Key Concepts and Formulas

• Area Between Curves (Integration with respect to y): If $x = f(y)$ and $x = g(y)$ are continuous functions and $f(y) \ge g(y)$ on the interval $[c, d]$, then the area of the region bounded by the curves $x = f(y)$, $x = g(y)$, and the lines $y = c$ and $y = d$ is given by: $A = \int_c^d [f(y) - g(y)] \, dy$
• Finding Intersection Points: To find where curves intersect, set their equations equal to each other and solve for the variable(s).

Step-by-Step Solution

Step 1: Express the curves in terms of y.

We are given $y \leq 4x^2$, $x^2 \leq 9y$, and $y \leq 4$. We rewrite the inequalities as equations and express $x$ as a function of $y$.

• From $y = 4x^2$, we get $x^2 = \frac{y}{4}$, so $x = \pm \frac{\sqrt{y}}{2}$. Since we are looking for the area enclosed, we will focus on the positive root for the right boundary. Thus, $x = \frac{\sqrt{y}}{2}$.
• From $x^2 = 9y$, we get $x = \pm 3\sqrt{y}$. Again, we'll focus on the positive root for the right boundary. Thus, $x = 3\sqrt{y}$.
• The line $y = 4$ is already in the desired form.

Step 2: Find the intersection points.

We need to find the points where the curves intersect to determine the limits of integration.

• Intersection of $x^2 = 9y$ and $y = 4$: Substituting $y=4$ into $x^2 = 9y$, we have $x^2 = 9(4) = 36$, so $x = \pm 6$. Since $x = 3\sqrt{y}$, we have $x = 3\sqrt{4} = 3(2) = 6$.
• Intersection of $y = 4x^2$ and $y = 4$: Substituting $y=4$ into $y = 4x^2$, we have $4 = 4x^2$, so $x^2 = 1$, and $x = \pm 1$. Since $x = \frac{\sqrt{y}}{2}$, we have $x = \frac{\sqrt{4}}{2} = \frac{2}{2} = 1$.
• Intersection of $y = 4x^2$ and $x^2 = 9y$: Substituting $x^2 = 9y$ into $y = 4x^2$, we get $y = 4(9y) = 36y$. Thus, $35y = 0$, so $y = 0$. Then $x^2 = 9(0) = 0$, so $x = 0$.

The relevant intersection points in terms of y are at $y=0$ and $y=4$. Now we need to find the value of $y$ where $\frac{\sqrt{y}}{2} = 3\sqrt{y}$. $\frac{\sqrt{y}}{2} = 3\sqrt{y} \implies \sqrt{y} = 6\sqrt{y} \implies 5\sqrt{y} = 0 \implies y=0$.

Step 3: Determine which curve is on the right and which is on the left.

We are integrating with respect to $y$, so we need to determine which $x$ value is greater for a given $y$ in the region.

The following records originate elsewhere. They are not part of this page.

PR #269, opened 2024-01-08
Clean up node encoding

David-Petrov:


David-Petrov:
https://github.com/LimeChain/Fruzhin/blob/1d6063f408e04e4e7da814f1a88d454250558f1e/src/main/java/com/limechain/trie/structure/decoded/node/DecodedNode.java#L70-L87

I find this awful to read, so I'm open for suggestions on how to approach it better.

David-Petrov:
https://github.com/LimeChain/Fruzhin/blob/1d6063f408e04e4e7da814f1a88d454250558f1e/src/main/java/com/limechain/trie/structure/decoded/node/DecodedNode.java#L128-L136

I'm sincerely confused by this little detail, but I guess we could simply disregard this TODO (or turn it into a NOTE for intentionality purposes). Any opinions are welcome.

David-Petrov:
https://github.com/LimeChain/Fruzhin/blob/1d6063f408e04e4e7da814f1a88d454250558f1e/src/main/java/com/limechain/trie/structure/decoded/node/DecodedNode.java#L138-L154

That's another weird instance of "I have no idea why we're doing this that way".

David-Petrov:
Generally, one last thing remains suspicious: too little SCALE encoding is happening overall when encoding the node to obtain it's `node_value`, compared to what the spec prescribes. Especially for [the subvalue part](https://spec.polkadot.network/chap-state#defn-node-subvalue), which has also previously been noticed to be incorrect. So if we're okay with being able to replicate what happens in Smoldot for example, then we're good with that and could also not bother.

georg-getz (approved):

PR #688, opened 2025-01-15
refactor: Add NodeService and ServiceState interfaces

### LINKED ISSUE #684: Add interfaces for services and states and refactor related code.

Zurcusa:
# Description
This PR aims to improve the overall structure of Fruzhin in 2 ways:
- Add a shared interface for services (sync and network, babe and grandpa are to follow) `NodeService`. This enables services to share a class signature and be started/stopped in a similar fashion. It also helps separate what services are required and started for each type of node.
- Add a shared interface for states (block, sync, epoch, grandpa and transaction) `ServiceState`. Reasoning is similar to the service one, but it also aims to centralize the initialization of the states as they were not concise. It also prepares Fruzhin to follow the Runtime to Consensus engine communication. (initializing states at genesis and using consensus message to update)


src/main/java/com/limechain/transaction/TransactionState.java
```diff
@@ -39,7 +36,17 @@ public TransactionState() {
...
+    }
+
+    @Override
+    public void initializeFromDatabase() {
+        //Nothing happens here as we don't store any historical transaction data in DB.
+    }
+
+    @Override
+    public void persistState() {
+        //There's no need to store historical transaction data in DB.
```
Grigorov-Georgi: Not the biggest improvement but you can add default empty implementation to the AbstractState class in order not to add this overrides here.
Screenshot 2025-01-15 at 14 22 47

src/main/java/com/limechain/client/AbstractNode.java
```diff
@@ -1,89 +1,13 @@
 package com.limechain.client;
 
-import com.limechain.cli.CliArguments;
```
Grigorov-Georgi, line 3: With this refactoring, we don't need this class anymore.

src/main/java/com/limechain/config/SystemInfo.java
```diff
@@ -27,7 +27,7 @@ public class SystemInfo {
     private String hostVersion;
     private final BigInteger highestBlock;
 
-    public SystemInfo(HostConfig hostConfig, Network network, SyncState syncState) {
+    public SystemInfo(HostConfig hostConfig, NetworkService network, SyncState syncState) {
```
georg-getz, line 30: Rename to `networkService`

georg-getz: actually you can leave it as is, didn't see that Network class is getting removed

src/main/java/com/limechain/network/NetworkService.java
```diff
@@ -47,12 +51,11 @@
  */
 @Log
 @Getter
-@Component
-public class Network {
+@Service
+public class NetworkService implements NodeService {
```
georg-getz: Curious that you decided to change the `@Component` annotation into a `@Service` one. I think all of our services are annotated with `@Component` so there's probably no reason to break that trend. There is no functional difference between the annotations.

src/main/java/com/limechain/network/NetworkService.java
```diff
@@ -187,13 +190,32 @@ private Ed25519PrivateKey loadPrivateKeyFromDB(KVRepository<String, Object> repo
...
+
+            log.log(Level.INFO, "Waiting for peer connection...");
+            Thread.sleep(10000);
+        }
+
+        log.log(Level.INFO, "Node successfully connected to a peer! Sync can start!");
     }
 
+    @Override
+    @PreDestroy
```
georg-getz, line 218: Explain this `@PreDestroy`. AFAIK it's kind of a destructor to be called right before an object is destroyed which here implies that the `NetworkService` could potentially be destroyed before the `stop` method gets called. Am I missing something?

Grigorov-Georgi (approved):

src/main/java/com/limechain/client/AbstractNode.java
Grigorov-Georgi: I mean AbstractNode, not the one in the import.

src/main/java/com/limechain/sync/SyncMode.java
```diff
@@ -2,5 +2,6 @@
 
 public enum SyncMode {
     WARP,
-    FULL
+    FULL,
+    HEAD
```
georg-getz, line 21: head?

src/main/java/com/limechain/sync/SyncService.java
```diff
@@ -0,0 +1,52 @@
...
+                    default -> throw new IllegalStateException("Unexpected value: " + arguments.syncMode());
+                }
+            }
+            case null -> throw new IllegalStateException("Node role should not be null.");
+            default -> throw new IllegalStateException("Unexpected node role: " + arguments.nodeRole());
+        }
+    }
+
+    @Override
+    @PreDestroy
```
georg-getz, line 48: Same concern as the previous `@PreDestroy`

src/main/java/com/limechain/sync/state/SyncState.java
```diff
@@ -1,44 +1,65 @@
...
-    private final BigInteger startingBlock;
-    private final Hash256 genesisBlockHash;
+    private final BlockState blockState;
+
     private Hash256 lastFinalizedBlockHash;
     private Hash256 stateRoot;
+    private BigInteger lastFinalizedBlockNumber;
+    private BigInteger startingBlock;
+
+    private Hash256 genesisBlockHash;
```
georg-getz, line 36: Why the empty space before `genesisBlockHash`?

src/main/java/com/limechain/sync/state/SyncState.java
```diff
@@ -76,10 +98,9 @@ public void finalizedCommitMessage(CommitMessage commitMessage) {
...
 
-    private static boolean updateBlockState(CommitMessage commitMessage, Block blockByHash) {
+    private boolean updateBlockState(CommitMessage commitMessage, BlockHeader blockHeader) {
         try {
-            BlockState.getInstance().setFinalizedHash(
-                    blockByHash.getHeader(), commitMessage.getRoundNumber(), commitMessage.getSetId());
+            blockState.setFinalizedHash(blockHeader, commitMessage.getRoundNumber(), commitMessage.getSetId());
         } catch (Exception e) {
             log.fine(e.getMessage());
             return false;
```
georg-getz: What exception are we catching here?

src/main/java/com/limechain/sync/warpsync/WarpSyncMachine.java
```diff
@@ -110,16 +112,13 @@ private void finishWarpSync() {
...
 
         log.info("Warp sync finished.");
         this.onFinishCallbacks.forEach(executor::submit);
     }
 
-    public void onFinish(Runnable function) {
-        onFinishCallbacks.add(function);
+    public void onFinish(Runnable... function) {
+        onFinishCallbacks.addAll(List.of(function));
     }
```
georg-getz, line 123: When are we giving this more than 1 runnable?

georg-getz: Also should be `functions`

src/main/java/com/limechain/network/NetworkService.java
Zurcusa: The annotation is an interceptor that tells spring to run the annotated method before the bean is removed from the spring context. In our case inside of `RpcApp` we have this line `this.springCtx.close();`. After testing it it seems that the SIGINT signal does not get handled properly, thus the method inside of `RpcApp` is not invoked. I suggest we leave the annotation and get back to the sigint issue when it becomes a priority.

src/main/java/com/limechain/sync/SyncMode.java
Zurcusa: Head of chain. Other option I thought was TIP as in tip of the chain.

src/main/java/com/limechain/sync/state/SyncState.java
Zurcusa: All other fields are related to the current run of the node, whereas genesis is always the same.

src/main/java/com/limechain/sync/warpsync/WarpSyncMachine.java
Zurcusa: In `SyncService`

`warpSyncMachine.onFinish(() -> AbstractState.setSyncMode(SyncMode.HEAD),
                        messageCoordinator::handshakeBootNodes);`
`warpSyncMachine.onFinish(() -> AbstractState.setSyncMode(SyncMode.FULL),
                                fullSyncMachine::start);`

src/main/java/com/limechain/sync/state/SyncState.java
Zurcusa: Various errors from `BlockState`. Such as `BlockNodeNotFoundException`, `LowerThanRootException`

src/main/java/com/limechain/sync/SyncMode.java
georg-getz: Aren't we always synching to the head of the chain?

src/main/java/com/limechain/sync/state/SyncState.java
georg-getz: Change `Exception` to `RuntimeException` so that it's clear that there are no checked exceptons.

src/main/java/com/limechain/sync/SyncMode.java
Zurcusa: Some logic will depend on the state of the syncing. For example when we receive block announcements we'll have to put them in a list of pending blocks before we finish with syncing. This is in order to avoid a missing parent in the block tree. There are other such example, but this is the first that comes to my head.

georg-getz (approved):

PR #690, opened 2025-01-16
Disable Authoriry

### LINKED ISSUE #405: Disable Validators
Faulty validators should be reported.

Grigorov-Georgi:
# Description

- The responsibility for handling disabled authorities and restricting them from block production or voting, lies within the runtime, not in the host implementation.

From the equations $x = \frac{\sqrt{y}}{2}$ and $x = 3\sqrt{y}$, we see that $3\sqrt{y} > \frac{\sqrt{y}}{2}$ for $y > 0$. Thus, $x = 3\sqrt{y}$ is to the right of $x = \frac{\sqrt{y}}{2}$.

Step 4: Set up and evaluate the integral.

The area is given by the integral: $A = \int_0^4 \left(3\sqrt{y} - \frac{\sqrt{y}}{2}\right) \, dy = \int_0^4 \left(\frac{6\sqrt{y} - \sqrt{y}}{2}\right) \, dy = \int_0^4 \frac{5}{2}\sqrt{y} \, dy$ $A = \frac{5}{2} \int_0^4 y^{1/2} \, dy = \frac{5}{2} \left[\frac{2}{3} y^{3/2}\right]_0^4 = \frac{5}{2} \cdot \frac{2}{3} \left[4^{3/2} - 0^{3/2}\right] = \frac{5}{3} \left[(\sqrt{4})^3\right] = \frac{5}{3} (2^3) = \frac{5}{3}(8) = \frac{40}{3}$

Common Mistakes & Tips

• Sign Errors: Be careful with signs when subtracting the functions. Ensure you are subtracting the left boundary from the right boundary.
• Choosing the Correct Limits of Integration: The limits of integration must correspond to the range of $y$-values that define the region.
• Simplifying the Integrand: Simplify the integrand before integrating to avoid complicated calculations.

Summary

We found the area of the region enclosed by $y \leq 4x^2$, $x^2 \leq 9y$, and $y \leq 4$ by integrating with respect to $y$. First, we expressed the curves as functions of $y$. Then, we found the intersection points of the curves to determine the limits of integration. Finally, we set up and evaluated the integral to find the area, which is $\frac{40}{3}$.

Final Answer

The final answer is $\boxed{\frac{40}{3}}$, which corresponds to option (A).